[Opening Exercise data section]

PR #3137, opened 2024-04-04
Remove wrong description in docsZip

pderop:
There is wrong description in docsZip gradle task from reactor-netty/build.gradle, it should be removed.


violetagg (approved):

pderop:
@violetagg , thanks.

[Closing Exercise data section]

_How to complete this task_.
For every line above that holds the word "docsZip", report the whole line.

_Response to this task_.
Remove wrong description in docsZip
There is wrong description in docsZip gradle task from reactor-netty/build.gradle, it should be removed.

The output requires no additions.